Da ich in Flüssen selten Fische ist dieser Punkt genau einer jener der mir fehlte ! Vielen Dank. Hätte man aber auch so drauf kommen können. |supergri


----------



## Thomas9904 (12. Juni 2017)

*AW: Schlaufenmontage vs Seitenarm vs Koschrig*

an lernt nie aus - Koschrig hatte ich noch nie gehört..

Danke...

davon ab:
Mit so schweren Feederruten auf so kleine Fischekens, das hab ich noch nie verstanden ;-))

Barbe und so, klar, aber so Minirotaugen?


----------



## Fantastic Fishing (12. Juni 2017)

*AW: Schlaufenmontage vs Seitenarm vs Koschrig*



Thomas9904 schrieb:


> an lernt nie aus - Koschrig hatte ich noch nie gehört..
> 
> Danke...
> 
> ...



Mein Winkelpicker ist die leichteste Rute die je jemand zu Gesicht bekommen hat. Da wirkt jede andere leichte Rute schwer gegen. :vik:

Kleine Fische auf Frequenz fangen kann viel Spaß bereiten, weil immer etwas zu tun ist. Ich war gestern an einem See wo ich in 3 Stunden mit etwas Übung und besseren Abstimmungen 300 Fische fangen könnte. Das möchte ich auch probieren, es ist einfach anderes Angeln.

Großer Köder, großer Haken, irgendwo hinwerfen kann ja jeder. :q


----------



## Thomas9904 (12. Juni 2017)

*AW: Schlaufenmontage vs Seitenarm vs Koschrig*



Fantastic Fishing schrieb:


> Großer Köder, großer Haken, irgendwo hinwerfen kann ja jeder. :q


bin halt Grobmotoriker...
:q:q:q

Kann mir schon vorstellen, dass das mal Spaß machen kann


----------



## Waller Michel (12. Juni 2017)

*AW: Schlaufenmontage vs Seitenarm vs Koschrig*

Ja bei Koschrig stand ich zuerst auch auf dem Schlauch, hatte da an Jens Koschnig gedacht, Koschrig ist das System von Browning ist eigentlich sehr gut, jedenfalls könnte ich nichts gegenteiliges behaupten. 

LG


----------



## Fantastic Fishing (12. Juni 2017)

*AW: Schlaufenmontage vs Seitenarm vs Koschrig*



Waller Michel schrieb:


> Ja bei Koschrig stand ich zuerst auch auf dem Schlauch, hatte da an Jens Koschnig gedacht, Koschrig ist das System von Browning ist eigentlich sehr gut, jedenfalls könnte ich nichts gegenteiliges behaupten.
> 
> LG



Kann man auch super selber Binden, es ist ja nichts anderes wie ein freilaufendes System, in meinen Augen nur etwas leichter. Ich habe den Eindruck das die Bisse zur Spitze sehr sehr gut durchkommen.

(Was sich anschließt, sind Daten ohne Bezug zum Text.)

PR #3815, opened 2019-01-13
Add Collection conformances to ChartDataSet types

jjatie:
### Goals :soccer:
Allow more familiar API for collection types, the ability to implement more generic algorithms and simplify many existing algorithms by taking advantage of Collection conformances.

ChartDataSet adopts conformances:
MutableCollection
RandomAccessCollection
RangeReplaceableCollection

### DIFF
--- a/Source/Charts/Data/Implementations/Standard/ChartDataSet.swift
+++ b/Source/Charts/Data/Implementations/Standard/ChartDataSet.swift
@@ -90,9 +90,9 @@ open class ChartDataSet: ChartBaseDataSet
         _xMax = -Double.greatestFiniteMagnitude
         _xMin = Double.greatestFiniteMagnitude
 
-        guard !values.isEmpty else { return }
+        guard !isEmpty else { return }
 
-        values.forEach { calcMinMax(entry: $0) }
+        forEach(calcMinMax)
     }
     
     open override func calcMinMaxY(fromX: Double, toX: Double)
@@ -100,17 +100,14 @@ open class ChartDataSet: ChartBaseDataSet
         _yMax = -Double.greatestFiniteMagnitude
         _yMin = Double.greatestFiniteMagnitude
 
-        guard !values.isEmpty else { return }
+        guard !isEmpty else { return }
         
         let indexFrom = entryIndex(x: fromX, closestToY: Double.nan, rounding: .down)
         let indexTo = entryIndex(x: toX, closestToY: Double.nan, rounding: .up)
         
         guard !(indexTo < indexFrom) else { return }
-        
-        (indexFrom...indexTo).forEach {
-            // only recalculate y
-            calcMinMaxY(entry: values[$0])
-        }
+        // only recalculate y
+        self[indexFrom...indexTo].forEach(calcMinMaxY)
     }
     
     @objc open func calcMinMaxX(entry e: ChartDataEntry)
@@ -160,17 +157,19 @@ open class ChartDataSet: ChartBaseDataSet
     open override var xMax: Double { return _xMax }
     
     /// The number of y-values this DataSet represents
-    open override var entryCount: Int { return values.count }
+    @available(*, deprecated, message: "Use `count` instead")
+    open override var entryCount: Int { return count }
     
     /// - Throws: out of bounds
     /// if `i` is out of bounds, it may throw an out-of-bounds exception
     /// - Returns: The entry object found at the given index (not x-value!)
+    @available(*, deprecated, message: "Use `subscript(index:)` instead.")
     open override func entryForIndex(_ i: Int) -> ChartDataEntry?
     {
-        guard i >= values.startIndex, i < values.endIndex else {
+        guard i >= startIndex, i < endIndex else {
             return nil
         }
-        return values[i]
+        return self[i]
     }
     
     /// - Parameters:
@@ -188,7 +187,7 @@ open class ChartDataSet: ChartBaseDataSet
         let index = entryIndex(x: xValue, closestToY: yValue, rounding: rounding)
         if index > -1
         {
-            return values[index]
+            return self[index]
         }
         return nil
     }
@@ -375,17 +374,10 @@ open class ChartDataSet: ChartBaseDataSet
     /// - Parameters:
     ///   - e: the entry to search for
     /// - Returns: The array-index of the specified entry
+    @available(*, deprecated, message: "Use `firstIndex(of:)` or `lastIndex(of:)`")
     open override func entryIndex(entry e: ChartDataEntry) -> Int
     {
-        for i in 0 ..< values.count
-        {
-            if values[i] === e
-            {
-                return i
-            }
-        }
-        
-        return -1
+        return firstIndex(of: e) ?? -1
     }
     
     /// Adds an Entry to the DataSet dynamically.
@@ -395,12 +387,13 @@ open class ChartDataSet: ChartBaseDataSet
     /// - Parameters:
     ///   - e: the entry to add
     /// - Returns: True
+    @available(*, deprecated, message: "Use `append(_:)` instead")
     open override func addEntry(_ e: ChartDataEntry) -> Bool
     {
         calcMinMax(entry: e)
 
         isIndirectValuesCall = true
-        values.append(e)
+        append(e)
         
         return true
     }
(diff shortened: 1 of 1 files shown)


liuxuan30:
should we use 4.0 branch? I suppose there would be conflicts later.

Source/Charts/Data/Implementations/Standard/ChartDataSet.swift
```diff
@@ -517,3 +490,82 @@ open class ChartDataSet: ChartBaseDataSet
         return copy
     }
 }
+
+// MARK: MutableCollection
```
liuxuan30: if all above benefits come from all the protocols below, should we move the extension to top lines?

Source/Charts/Data/Implementations/Standard/ChartDataSet.swift
```diff
@@ -517,3 +490,82 @@ open class ChartDataSet: ChartBaseDataSet
...
+    public func index(before: Index) -> Index {
+        return values.index(before: before)
+    }
+}
+
+// MARK: RangeReplaceableCollection
+extension ChartDataSet: RangeReplaceableCollection {
+    public func append(_ newElement: Element) {
+        isIndirectValuesCall = true
+        calcMinMax(entry: newElement)
```
liuxuan30: is it duplicated calls in `addEntry(_ e: ChartDataEntry) -> Bool`? There it already had a `calcMinMax`

Source/Charts/Data/Implementations/Standard/ChartDataSet.swift
```diff
@@ -517,3 +490,82 @@ open class ChartDataSet: ChartBaseDataSet
...
+    }
+
+    public subscript(position: Index) -> Element {
+        get {
+            // This is intentionally not a safe subscript to mirror
+            // the behaviour of the built in Swift Collection Types
+            return values[position]
+        }
+        set {
+            isIndirectValuesCall = true
```
liuxuan30: in `entryForIndex()` there is no `isIndirectValuesCall` and `calcMinMax`, why we need it here?
I'm a little concerned about `isIndirectValuesCall` here, forgetting to set it would be a trouble.

Source/Charts/Data/Implementations/Standard/ChartDataSet.swift
jjatie: This doesn't use `addEntry(_:)` so there is no duplicate call

Source/Charts/Data/Implementations/Standard/ChartDataSet.swift
jjatie: `entryForIndex(_:)` is a get only method, note that the getter doesn't call `calcMinMax`. The setter allows arbitrary insertion of another element. If we insert an item we need to `calcMinMax`

Source/Charts/Data/Implementations/Standard/ChartDataSet.swift
liuxuan30: No I mean in addEntry(), it will call `append(e)` I assume `append(e)` is this function call?

Source/Charts/Data/Implementations/Standard/ChartDataSet.swift
liuxuan30: so this is a new implementation right? do you remember what's the old function equivalent to this setter?

jjatie: We never had one. It would have been something like `insert(element:atIndex:)`

Source/Charts/Data/Implementations/Standard/ChartDataSet.swift
jjatie: Correct, I will update addEntry to only call this and return `true`

Source/Charts/Data/Implementations/Standard/ChartDataSet.swift
jjatie: It's convention to add conformance in extensions.

Source/Charts/Data/Implementations/Standard/ChartDataSet.swift
```diff
@@ -417,87 +406,67 @@ open class ChartDataSet: ChartBaseDataSet
...
-                removed = true
-                break
-            }
-        }
-
-        notifyDataSetChanged()
-
-        return removed
+        guard let index = firstIndex(of: entry) else { return false }
+        _ = remove(at: index)
```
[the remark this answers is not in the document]
jjatie: This was on purpose. We always want to call `notifiyDataSetChanged` in our current implementation, so I go rid of it and let the property observer take car of it.

jjatie:
I think the deprecations should come in before Chart 4. There are already a ton of conflicts, so it doesn't matter to me

liuxuan30:
@jjatie while I'm pushing pod trunk, got several warnings from pod:
```
Validating podspec
 -> Charts (3.2.2)
    - NOTE  | [Charts/Core] xcodebuild:  note: Using new build system
    - NOTE  | [Charts/Core] xcodebuild:  note: Planning build
    - NOTE  | [Charts/Core] xcodebuild:  note: Constructing build description
    - NOTE  | [Charts/Core] xcodebuild:  warning: Skipping code signing because the target does not have an Info.plist file. (in target 'App')
    - WARN  | [Charts/Core] xcodebuild:  Charts/Source/Charts/Data/Implementations/Standard/BarChartDataSet.swift:22:37: warning: 'values' is deprecated: Use `subscript(position:)` instead.
    - WARN  | [Charts/Core] xcodebuild:  Charts/Source/Charts/Data/Implementations/Standard/BarChartDataSet.swift:23:53: warning: 'values' is deprecated: Use `subscript(position:)` instead.
    - WARN  | [Charts/Core] xcodebuild:  Charts/Source/Charts/Data/Implementations/Standard/ChartDataSet.swift:29:9: warning: 'values' is deprecated: Use `subscript(position:)` instead.
    - WARN  | [Charts/Core] xcodebuild:  Charts/Source/Charts/Data/Implementations/Standard/ChartDataSet.swift:36:9: warning: 'values' is deprecated: Use `subscript(position:)` instead.
    - WARN  | [Charts/Core] xcodebuild:  Charts/Source/Charts/Data/Implementations/Standard/ChartDataSet.swift:43:14: warning: 'values' is deprecated: Use `subscript(position:)` instead.
    - WARN  | [Charts/Core] xcodebuild:  Charts/Source/Charts/Data/Implementations/Standard/ChartDataSet.swift:215:19: warning: 'values' is deprecated: Use `subscript(position:)` instead.
    - WARN  | [Charts/Core] xcodebuild:  Charts/Source/Charts/Data/Implementations/Standard/ChartDataSet.swift:216:20: warning: 'values' is deprecated: Use `subscript(position:)` instead.
    - WARN  | [Charts/Core] xcodebuild:  Charts/Source/Charts/Data/Implementations/Standard/ChartDataSet.swift:221:25: warning: 'values' is deprecated: Use `subscript(position:)` instead.
```

I'm using `--allow-warnings` for trunk push instead. Do you think we should fix those warnings?

jjatie:
Those are warnings intentionally generated by us. We won't be removing `values` but removing it's public exposure, so it's fine.

liuxuan30:
but if we don't have to remove `values`, we need find a way to get rid of the warnings

jjatie:
```
    @available(*, deprecated, message: "Use `subscript(position:)` instead.")
    @objc open var values: [ChartDataEntry]
        {
            get { return _values }
            set { _values = newValue }
        }
    internal var _values: [ChartDataEntry]
        {
        didSet
        {
            if isIndirectValuesCall {
                isIndirectValuesCall = false
                return
            }
            notifyDataSetChanged()
        }
    }
```
and then internally we only reference the internal var.

liuxuan30:
sure. let's do this with another PR

liuxuan30:
@jjatie I'm trying to fix the warnings, but I found there are demos using `values` like 
```objective-c
    BarChartDataSet *set = nil;
    if (_chartView.data.dataSetCount > 0)
    {
        set = (BarChartDataSet *)_chartView.data.dataSets[0];
        set.values = yValues;
        [_chartView.data notifyDataChanged];
        [_chartView notifyDataSetChanged];
    }
```
what you suggest? btw, why do we want to deprecate `values`?

liuxuan30:
@jjatie I didn't have a perfect idea yet, I'm thinking disable deprecate until we find a good way.
Either we add a new API or we don't encourage people to do so anymore. But I'm thinking keeping `values` public is fine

Ich kann die Tage aber mehr dazu schreiben, ich teste und passe erst an. Vorerst aber Klasse, auf kleine Fisch besser als Seitenarm und Schlaufe !


----------



## Fantastic Fishing (12. Juni 2017)

*AW: Schlaufenmontage vs Seitenarm vs Koschrig*



Thomas9904 schrieb:


> bin halt Grobmotoriker...
> :q:q:q
> 
> Kann mir schon vorstellen, dass das mal Spaß machen kann



Kommt halt drauf an, ist wie mit dem Essen, worauf man Lust hat. Wenn ich natürlich auf andere Fische aus bin werden Haken und Köder größer. Wenn ich dann aber auf meinem Stuhl sitze und über einen längeren Zeitraum nichts passiert werde ich leicht ungeduldig.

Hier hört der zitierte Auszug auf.